[Records from a collection]
----------

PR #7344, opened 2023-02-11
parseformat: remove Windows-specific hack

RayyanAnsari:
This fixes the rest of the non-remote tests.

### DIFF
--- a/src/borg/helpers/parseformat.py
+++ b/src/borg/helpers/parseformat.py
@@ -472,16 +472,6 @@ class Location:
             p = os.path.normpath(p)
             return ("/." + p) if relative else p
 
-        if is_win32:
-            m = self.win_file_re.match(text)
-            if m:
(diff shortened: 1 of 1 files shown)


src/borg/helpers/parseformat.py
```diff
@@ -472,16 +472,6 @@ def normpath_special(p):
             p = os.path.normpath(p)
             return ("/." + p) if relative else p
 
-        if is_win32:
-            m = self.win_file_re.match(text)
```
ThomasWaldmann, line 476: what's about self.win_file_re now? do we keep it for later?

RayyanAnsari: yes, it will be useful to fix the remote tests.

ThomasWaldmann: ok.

----------

● **Exercise description**: Go through the records above and retype each one exactly.

● **Written answer**:
PR #7344, opened 2023-02-11
parseformat: remove Windows-specific hack

RayyanAnsari:
This fixes the rest of the non-remote tests.

### DIFF
--- a/src/borg/helpers/parseformat.py
+++ b/src/borg/helpers/parseformat.py
@@ -472,16 +472,6 @@ class Location:
             p = os.path.normpath(p)
             return ("/." + p) if relative else p
 
-        if is_win32:
-            m = self.win_file_re.match(text)
-            if m:
(diff shortened: 1 of 1 files shown)


src/borg/helpers/parseformat.py
```diff
@@ -472,16 +472,6 @@ def normpath_special(p):
             p = os.path.normpath(p)
             return ("/." + p) if relative else p
 
-        if is_win32:
-            m = self.win_file_re.match(text)
```
ThomasWaldmann, line 476: what's about self.win_file_re now? do we keep it for later?

RayyanAnsari: yes, it will be useful to fix the remote tests.

ThomasWaldmann: ok.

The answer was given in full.